Ominpage by Nuance is another offer - I think it is the main competitor to ABBYY FineReader. Yes, ABBYY FineReader does OCR (Optical Character Recognition), and is able to create PDFs with the images as being used as input and a layer of the recognized text behind, so that one can search for text in the PDF.
Vectorize pdf pdf#
If preserving the layout of the original pages is not important, it could be a good option.ĭo you know if ABBYY does this? So far I have only been using ABBYY to convert from PDF to Microsoft Word. Lower resolution images can however be used satisfactorily, subject to the OCR text recognition accuracy achieved and the time that can be spent on proof-reading.
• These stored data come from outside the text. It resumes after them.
PR #615, opened 2026-07-08
chore: upgrade rig from 0.37 to 0.39

allen-munsch:
Two small breaking changes in rig 0.39:

**`GetTokenUsage::token_usage()`** now returns `Usage` directly instead of `Option<Usage>`. All-zeros is rig's "provider didn't report" sentinel — the `NopStreamResponse` and two test mock impls switch from `None` to `Usage::default()`, functionally equivalent. The `token_usage().map(|u| ...)` call site in `rig_stream.rs` flattens to a direct let-binding.

**`Text` struct** (both `completion::message::Text` and `streaming::Text`) gained a required `additional_params: Option<serde_json::Value>` field. Passed as `None` everywhere — we don't use provider-specific text params.

- `cargo fmt` — clean
- `cargo clippy -- -D warnings` — clean
- 319 rig-related tests pass, full suite green aside from 7 pre-existing relay/sandbox flaky tests

### DIFF
--- a/Cargo.lock
+++ b/Cargo.lock
@@ -781,6 +781,15 @@ dependencies = [
 ]
 
 [[package]]
+name = "convert_case"
+version = "0.11.0"
+source = "registry+https://github.com/rust-lang/crates.io-index"
+checksum = "affbf0190ed2caf063e3def54ff444b449371d55c58e513a95ab98eca50adb49"
+dependencies = [
+ "unicode-segmentation",
+]
+
+[[package]]
 name = "core-foundation"
 version = "0.9.4"
 source = "registry+https://github.com/rust-lang/crates.io-index"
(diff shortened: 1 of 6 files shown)


yogthos:
Reviewed and pushed one fix (6b0fa3e0).

The mechanical part of the upgrade is correct, but the token_usage flattening in rig_stream.rs wasn't behavior-preserving. On 0.37 a non-reporting provider gave `token_usage() -> None`, so `Done.usage` stayed `None` and the guard in stream.rs (`if let Some(u) = usage`) skipped it — that guard exists specifically so a zero-usage turn doesn't dilute the cache-hit ratio. On 0.39 the same provider returns `Usage::default()` (all-zeros), and `token_usage = Some(..)` unconditionally made the guard fire on empty turns.

Fix treats the all-zeros sentinel as `None` at the mapping site, plus a regression test (`final_response_with_unreported_usage_stays_none`). Rest of the diff is fine as-is.

PR #664, opened 2026-07-13
feat: add animations_enabled config toggle

blob42:
## Summary

Add `animations_enabled` config option to disable TUI animations (avatar face toggling and the 200 ms repaint timer).

**Default: `true`** — preserves existing behavior.

### What it does when set to `false`

- Avatar freezes to a static face (tick no longer flips)
- 200 ms repaint timer is bypassed while the agent is running
- Reduces terminal flicker, CPU usage, and mouse-selection interference

### Changes

- **`src/config/mod.rs`** — new `animations_enabled: Option<bool>` field
- **`src/ui/renderer.rs`** — `Renderer` stores the flag; gates the tick flip in `cache_bottom()`
- **`src/ui/mod.rs`** — gates the 200 ms `request_repaint()` call
- **`docs/config.md`** — example config + reference table entry
- **`docs/tui.md`** — mentions the toggle in the avatar section

### Commits

- `26a9cee` feat: add animations_enabled config toggle
- `d282656` docs: document animations_enabled config option

### DIFF
--- a/docs/config.md
+++ b/docs/config.md
@@ -37,6 +37,7 @@ Example:
   "default_permission_mode": "standard",
   "show_tool_details": true,
   "show_edit_diff": true,
+  "animations_enabled": true,
   "show_reasoning": false,
   "display": "left|main|right",
   "tool_result_max_chars": 500,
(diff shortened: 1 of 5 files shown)


yogthos:
thanks, makes sense

PR #670, opened 2026-07-15
feat: coordinate isolated subagent dispatch

### LINKED ISSUE #660: Optional subagent dispatch strategy
With https://github.com/dirge-code/dirge/commit/50898057ead58dc8a32c7442be3f533350ae4277 we included two PoC plugin examples for subagent dispatch strategy coding and added tool access / improved context mgmt for subagents.

The next step is to build a dispatch based strategy, where the main thread is holding the context of what needs to be done (researched, written, etc.) and it serves purely to coordinate tasks and dispatch / reconcile them to subagents.

This strategy must be able to:

- Repair failed subagent dispatches
- Reconcile multiple changes
- Handle both readwrite and read only requirements
  - i.e. it ought to be able to both write code, but also dispatch multiple reviewers of the same code, then reason about the outputs
- Wait for long running subagents to complete (on complete all subagents trigger?)
- Summarize the work done internally at each turn before deciding how to proceed
  - Optionally, share the summary with the user if the main thread task is complete

Should be a config json flag, `subagent_dispatch_strategy: Strategy` where Strategy is one of `full | optional | off` and default is `off`

nikolap:
## Summary

This PR adds coordinated subagent dispatch with optional worktree isolation for read-write subagents, plus the lifecycle hardening identified during review. Resolves #660 

- Coordinates background subagents in batches and delivers one reconciliation update after the batch reaches terminal states.
- Routes work through configured `readonly` and `readwrite` agent profiles.
- Runs isolated writers in rooted Git worktrees when available; otherwise `auto` mode warns and serializes writers in the parent checkout.
- Preserves writer branch, path, commit, dirty-state, and salvage metadata in reconciliation output.
- Documents configuration, dispatch modes, worktree behavior, limits, and troubleshooting in `docs/subagent-dispatch-strategy.md`.

## Validation

```text
cargo fmt --check
cargo check --bin dirge
cargo clippy --all-targets -- -D warnings
cargo test --bin dirge -- --skip h7_glm
```

### DIFF
--- a/docs/subagent-dispatch-strategy.md
+++ b/docs/subagent-dispatch-strategy.md
@@ -1,103 +1,135 @@
-# Subagent Dispatch Strategy and Worktree-Isolated Writers
+# Coordinated Subagents
 
-## Status
+Dirge can coordinate background subagents so the main agent can split independent research, implementation, and review work across specialized profiles. Instead of reacting to each result as it arrives, dirge waits for the current batch to finish and gives the main agent one reconciliation update.
 
-Implemented coordinator runtime contract. Coordinator dispatch, profile activation, batch delivery, and retry behavior describe the current runtime. Worktree-isolated writer behavior below is the live isolation contract: implementations must preserve these guarantees when isolation is available. This document lists verification to run; it does not claim those commands have passed.
+This feature is opt-in. Without `subagent_dispatch_strategy`, `task` works as a normal independent subagent tool.
 
-## Scope
+> Coordinated dispatch runs in the interactive TUI. It is not enabled for `--print`, ACP, or other noninteractive runs.
 
-The coordinator is available only to the interactive TUI's `BackgroundStore`. It is not enabled for `--print`, ACP, or other noninteractive paths; `full` warns and behaves as `off` there. The manual `/orchestrate` and `/delegate` plugins remain proof-of-concept workflows and must not be combined with core `full` coordination.
+## Quick start
 
-The main agent owns planning, durable context, reconciliation, integration, and final verification. It provides the user one final concise summary, not intermediate batch summaries.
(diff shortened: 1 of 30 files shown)


yogthos:
Reviewed and merging. Thanks @nikolap — the core design is solid: file-tool isolation via `ToolRoot` (absolute/`../`/symlink escapes all caught), the readonly tier allowlist, permission cwd-scoping, the timeout clamp, and writer-vs-writer serialization all check out.

I pushed two fix commits addressing issues the review found:

**Coordination robustness**
- `attach_handle` no longer re-inserts a handle for a task that already `notify()`d (a race on multi-thread runtimes that leaked phantom running slots and could wedge the concurrency cap).
- A panic / early-return in a coordinated subagent closure now marks the task `Failed` via a drop guard (`notify_if_running`) instead of leaving it stuck `Running` and stalling the batch barrier forever (dropping the completed siblings' results).
- `cancel_all` reports retained (dirty/committed) writer-worktree paths + branches before dropping coordinator state, so salvaged work isn't orphaned without a pointer.

**Isolation + data-loss**
- Worktree write-isolation is gated on a confining sandbox (`Sandbox::confines_writes()`): without one (macOS / sandbox off), the writer's `bash` could escape the worktree via `../`/absolute paths, so explicit `Worktree` now errors and `Auto` falls back to a serialized parent run.
- A serialized writer is refused when the parent checkout is dirty (it was editing / `git add -A`-ing over the user's uncommitted work). Docs updated.

Deferred as follow-ups (filed internally): worktree writers not honoring profile `allow`/`deny`; the parent `.git` bind-mounted read-write into the writer sandbox (ref/hook tampering); plus minor hardening (unbounded retry chain, batch can exceed 4, `dispatches` map growth, orphan-worktree GC).

PR #680, opened 2026-07-17
feat(lsp): add cmake-language-server and filename-based ServerInfo matching

gretel:
Adds `cmake-language-server` with filename-based matching, needed for `CMakeLists.txt` (generic .txt extension would never match by extension alone). The new `filenames` field on `ServerInfo` allows matching files by exact filename case-insensitively.

Also syncs `docs/config.md` table with the full built-in server list (`gopls, jdtls, clangd, ruby-lsp, bash-language-server` were already registered in source but missing from the table) and removes the stale "v1 has four built-in servers" note.

### DIFF
--- a/docs/config.md
+++ b/docs/config.md
@@ -876,19 +876,24 @@ CLI flag: `--no-lsp` (overrides the config; same effect as `lsp: false`).
 
 ### Built-in server commands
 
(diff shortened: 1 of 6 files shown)


gretel:
thanks!

PR #681, opened 2026-07-17
fix(agent-loop): stop Blocking critic re-raising unchanged-diff findings

yogthos:
## Problem

In Blocking code-review mode, the agent emits the same message 2–3 times — e.g. the model pushing back on a review finding, then repeating the identical rebuttal.

The unified finalization critic (`run_unified_review`) is a stateless judge call that re-reviews the run diff on every finalization, up to `MAX_REVIEW_REACT`. The only guard, `run_delta_to_review`, compares the current diff against the **run-start baseline** — never against the **previously-reviewed** diff. So when the model declines a finding and changes nothing on disk, the same diff is re-reviewed, the same finding is re-raised, and the model re-emits an identical rebuttal.

(The `⊕ repaired 0 input(s): ; 5 invalid` telemetry line that shows up nearby is unrelated — it's the per-run cumulative repair counter, not the duplicate driver.)

## Fix

- **Skip an unchanged re-review.** Track the last-reviewed diff fingerprint (uncapped `RunDiff::fingerprint`, per dirge-8gdv) and skip the judge when it matches. The skip **falls through** to the goal/todo/open-issues gates rather than short-circuiting finalization — an early return there would silently drop those nudges.
- **Prior findings on a changed diff.** When the diff did change, thread the prior reaction's findings into the next judge prompt with an instruction to re-raise only if the model's decline was factually wrong. `None`/blank prior findings produce a byte-identical prompt to before.

Blocking-only. Off/Advisory remain one-shot via `critic_done`.

## Tests

New tests in `run_tests.rs` and `critic.rs`:
- unchanged diff across reactions → judge skipped, no follow-up, budget preserved
- changed diff → judge re-fires (guard doesn't over-suppress)
- skipped reaction still falls through to the todo gate (regression test for the early-return bug)
- Advisory unaffected by the fingerprint state
- prompt omits/includes the prior-findings section for none/blank/present

`cargo test --bin dirge agent_loop` → 662 passed, 0 failed.

### DIFF
--- a/src/agent/agent_loop/critic.rs
+++ b/src/agent/agent_loop/critic.rs
@@ -273,9 +273,11 @@ pub fn build_unified_prompt(
     transcript: &str,
     diff: Option<&str>,
     verification: Option<VerificationStatus>,
-    // dirge-9b2k R2: findings a prior Blocking reaction raised that the model
-    // addressed or declined, so the judge re-raises one only if the decline was
-    // wrong rather than blindly re-emitting it. `None`/blank = no section.
+    // dirge-9b2k R2: findings a prior Blocking reaction raised. The judge is told
+    // to re-raise one only if it's still present AND the model neither fixed nor
+    // justified it (blindly re-emitting a declined finding is the duplicate bug;
+    // silently dropping an unaddressed one is the opposite failure). `None`/blank
+    // = no section.
     prior_findings: Option<&str>,
 ) -> String {
     let rules = strip_compaction_summary(rules).trim();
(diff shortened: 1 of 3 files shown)


yogthos:
## Code review (high effort, 8 finder angles + verify)

Fixed in `dd1f1a0b`:
- **rustfmt** — CI was red on formatting only; `cargo fmt` applied.
- **R2 prompt buried unaddressed findings (correctness).** The prior-findings prompt asserted the model "addressed or declined" every prior finding and told the judge not to re-raise unless a decline was disproven. A finding the model silently left unaddressed (no fix, no justification) would be suppressed — burying a real bug. Reworded to re-raise a still-present finding the model neither fixed nor justified.
- **Two literal `dirge-<tag>` comment placeholders** filled in (`dirge-9b2k`).
- Collapsed the two back-to-back Blocking state-recording blocks.

Verified not-bugs: `Option<u64>` fingerprint compare can't spuriously skip (guarded by `diff_owned.is_some()`); Off/Advisory untouched (Blocking-only state); return tuple fully consumed; `render_findings` output is only inlined into the next prompt, never re-parsed.

Deferred as follow-ups (low severity, Blocking-only):
- `dirge-q7vw` — a fail-open judge *error* records the fingerprint, so an unchanged diff isn't re-reviewed after a transient error (needs `run_unified_review` to distinguish error vs clean).
- `dirge-mu46` — the dedup skip also skips *completeness* re-judgment on an unchanged diff (arguably by-design, since re-judging an unchanged diff reproduces the duplicate loop this PR fixes).

PR #683, opened 2026-07-18
Add Cerebras provider

Ramblurr:
This patch adds support for Cerebras. They run some open models and their speed
is just insane thousand+ tokens per second.

The api is openai like, so it was straightforward to add.

- https://inference-docs.cerebras.ai/api-reference/chat-completions
- https://inference-docs.cerebras.ai/resources/openai

Hopefully they get some more models soon! GLM 5.2 on Cerebras would be killer.


allen-munsch:
interesting and thank you

i put 10 bucks in credits since its GLM, and is using open weights

i gave it a test drive, with my `~/.config/dirge/config.json` like this:

```
{
  "context_window": 200000,
  "max_tokens": 8000,
  "phased_workflow_enabled": true,
    "mcp_servers": {
        "jmunsch-lemonade": {
          "url": "https://jamesmunsch.com/mcp"
        }
    },
  "plugins": {
    "backpressured": {
      "auto_start": true,
      "enabled": true
    }
  },
  "provider": "cerebras",
  "providers": {
    "cerebras": {
      "model": "zai-glm-4.7"
    },
    "cerebras-gemma": {
      "model": "gemma-4-31b",
      "provider_type": "cerebras"
    }
  },
  "review_provider": "cerebras",
  "subagent_provider": "cerebras-gemma",
  "summarization_provider": "cerebras-gemma",
  "theme": "phosphor",
  "tool_result_max_chars": 8000
}
```

# dirge reviewer run via deepseek v4 first (separate config, not shown):

---

Positives

  • Exhaustive enum coverage — every `AnyClient`/`AnyModel`/`AnyAgentInner` match arm is present,     compiler-enforced
  • Reasoning profile is well-designed: `TopLevelStandardEffort` clamps to low/medium/high (no unsupported     "max"), `DisableWire::None`
  • `model_family` correctly avoids classifying `gemma-*` or `gpt-oss-*` as Cerebras — these are     host-dependent open-weight models
  • `resolve_model_switch` handles Cerebras correctly: active client stays for default/configured models,     switches away for another provider's family
  • Image support is model-specific (`gemma-4-31b` yes, `gpt-oss-120b` no) rather than blanket provider-level
  • Live smoke tests pass against real API (`h7_cerebras_streaming`, `h7_cerebras_tool_dispatch`)
  • Good unit test coverage: reasoning params, autodetection priority, identity parsing, image resolution,     model-switch behavior
  • Uses same `openai::CompletionsClient` + `CompressingHttpClient` pattern as DeepSeek/GLM/OpenCode — no     novel auth or client construction


Worth noting, potentially blocking:

`src/agent/agent_loop/verifier.rs` — This is a separate feature (new `VerificationStatus` enum, `status()` method, linter/script detection for verification). It's 400+ lines of unrelated changes mixed into a provider-addition PR. Split it out — it has nothing to do with Cerebras and should be reviewed independently.

`src/ui/markdown.rs` — Same issue: deduplication of `iter_visible_chars` → `visible_chars`, `word_wrap` refactoring with `unicode_width`, new code-wrapping test. Unrelated refactoring. Separate PR.


Should Fix

`src/ui/markdown.rs` — The `word_wrap` refactoring switches from a simple byte-level char iterator to `unicode_width::UnicodeWidthChar::width()`. This changes display-width calculation for CJK, emoji, and other wide characters. If this is intentional, it warrants its own PR with explicit justification and width-specific test cases — not buried in a provider-addition diff.

`.beads/issues.jsonl` — The issue references `prompts/001-cerebras-provider_plan.md` which isn't in the PR. The `design` field contains `[REDACTED]` — looks like a template artifact. Either drop the plan reference or include it.


Nits

`src/provider/dispatch.rs:497` — The `provider_name()` doc comment was simplified from listing all providers to a generic description. The previous version served as a quick reference for what names to expect; consider keeping the explicit list.

`src/provider/stream_dispatch.rs:29-33` — The expanded comment about canonical backend names could be tightened. The key point ("Cerebras needs canonical `cerebras` for reasoning_effort") is correct but the prose is verbose.

Ordering inconsistency: The original README listed providers as "DeepSeek, GLM, Anthropic, OpenAI, Ollama" — the new ordering becomes "Cerebras, DeepSeek, GLM, Anthropic, OpenAI, Ollama". Consider whether alphabetical ordering or consistent grouping matters here.

---

and here is with glm:

---


Code Review: Cerebras Provider Feature Branch
==============================================

Outcome: Approve — The implementation is solid, well-tested, and follows
existing patterns. Zero blocking issues.

---
Positives
---

- Excellent use of existing patterns: correctly integrated Cerebras as a
  first-class provider using openai::CompletionsClient with
  CompressingHttpClient

- Comprehensive test coverage addressing autodetection ordering, key
  isolation, wiring, aliases, and live scenarios

- Strong security posture:
  * CEREBRAS_API_KEY is isolated from other providers
  * Plugins cannot shadow the built-in Cerebras provider
  * The capture test verifies no credential leakage to OpenAI endpoints

- The two follow-up commits address important cross-cutting concerns:
  * GPT-OSS models as host-dependent prevents misrouting
  * Provider identity preservation for role aliases ensures correct
    reasoning parameter shaping

- Well-crafted documentation covering model-specific behavior for reasoning
  and image support

- The new TopLevelStandardEffort abstraction cleanly handles the three-value
  reasoning effort set with appropriate clamping

---
Nits
---

- src/ui/markdown.rs:382 — The Tag::Paragraph guard was moved outside the
  nested match arm to use a let-chain pattern. The logic appears preserved
  (blockquote state + previous line check), but the diff formatting makes
  verification harder. This seems intentional for readability, but I'd
  recommend testing blockquote rendering if you haven't already.

- src/agent/agent_loop/verifier.rs:99 — The let-chain refactoring removed
  one nesting level, which is nice. The edited_code flag sets correctly for
  all four tool types. Consider adding a small unit test to verify this flag
  behavior specifically, since gate changes can be subtle.

- docs/config.md — The section mentions:

  Set providers.cerebras.base_url to an HTTPS proxy or custom Cerebras
  endpoint. Dirge does not read a separate CEREBRAS_BASE_URL variable.

  This could be clearer with a small example showing the config structure
  alongside that sentence.

- Commit afbbba54f ("quality: satisfy current Clippy lints") — The warning
  fixes target unrelated files (sandbox/microvm/oci.rs,
  sandbox/microvm/ssh.rs, etc.). The title implies the scope was this feature
  branch, but the work was broader. Not an issue, but a more accurate title
  would separate feature work from general quality improvements.

---
Clippy Warnings (Unrelated to This Feature)
---

All 18 clippy warnings are in unaffected files. If your zero-warnings policy
applies to the full workspace:

- src/sandbox/microvm/oci.rs:497 — manual_div_ceil:
  Replace ((size + 511) / 512) with size.div_ceil(512)

- src/sandbox/microvm/oci.rs:513 — doc_lazy_continuation:
  Indent the doc list continuation with ///   (two spaces)

- src/sandbox/microvm/ssh.rs:335 — redundant_guard:
  Replace if ext == 1 with ext: 1 pattern

- Multiple collapsible_if warnings in agent_loop files

These are not new issues introduced by this feature branch. You might want a
separate "chore: address clippy warnings" commit if you want to clear them.

---
Should Fix
---

None. The implementation is strong and well-vetted.

---
Blocking
---

None.

---
Conclusion
---

The feature is thoughtfully implemented with careful attention to security,
comprehensive testing (both unit and integration), and good documentation.
The factoring around provider canonicalization and GPT-OSS host-dependent
behavior shows deep understanding of the codebase.

yogthos:
Oh good idea, will be nice to have access to their models.

Ramblurr:
Thanks for the merge guys! Yea it is expensive, but it is so fast! I hope they get more models in the future.

yogthos:
Yeah, the speed is pretty incredible. And no prob, thanks for the PR. I just pushed out an update release too with the new feature.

Even if fonts that nominally match the original fonts used are available, line breaks for example are likely to change, while preserving the layout of a complex page is likely to require a lot of effort. While that option can also produce excellent quality output and minimal file sizes, a practical limitation is that in general it will be difficult to maintain the original page layout, especially when the page layout is complex. Maybe the next stable version (0.49) will include such an option (which certainly was planned to be added - based on the dropdown list in the PDF import dialog), maybe you'll need to wait for a later release.Adobe ClearScan, as noted above, can produce excellent quality output and also very small files sizes, but requires quite high DPI images (ideally typically around 600DPI) in order to work well.Īnother approach to producing a PDF with vector text, not mentioned above, is to use the option in Abbyy FineReader or Nuance OmniPage to output pages that are created using standard vector fonts, as would be used in a word processor document. At the moment, I am not aware of an internal command/function available in the latest stable release (0.48.1) to achieve your request (vectorize (embedded) fonts when importing PDF). edited later: Apologies again - I know this phrase is not helpful to users looking for a cross-platform solution. The feature is not intentionally omitted in Inskcape, but the currently active core of the developer team is small, and as with other open source projects, contributions are often driven by personal interest of a developer in fixing or adding certain features.
Vectorize pdf code#
The request is known and needs to be addressed by writing code based on current routines in Inkscape for PDF import (using the shared external poppler and cairo libraries). You are welcome to implement the missing feature in the current code base. Sorry for thinking you might be interested in interim solutions. I was talking about Inkscape, which is multi-platform. Netheril96 wrote:but it is restricted to Linux and I don't want switch to Linux every time I convert PDF to SVG.ĪFAICS you never told what OS/platform you are working on (and need a solution for) … Maybe developers can just incorporate the code of pdf2svg into Inkscape. There is in fact a tiny program pdf2svg ( ) based on Cairo and Poppler able to do this, but it is restricted to Linux and I don't want switch to Linux every time I convert PDF to SVG. Sadly what I want is exactly to convert text to paths based on embedded fonts of the PDF file. Such a command could be daisy-chained as external script in an Inkscape input extension.

Vectorize pdf install#
If you can install a recent development snapshot (0.48+devel), test opening the PDF file from within Inkscape as " Adobe PDF via cairo-poppler (*.pdf)" (Note: experimental, work-in-progress, might not be included in the next stable release) - it will not convert text to paths based on embedded fonts of the PDF file AFAICT, but does use installed fonts if available: the imported text is created as paths (clones linked to glyph paths as 's in the section).Īlternatively write a script to use ghostscript for converting texts into outlines of PDF files, before opening the PDF file in Inkscape (a sample command line is here, a quick google search will return many other examples).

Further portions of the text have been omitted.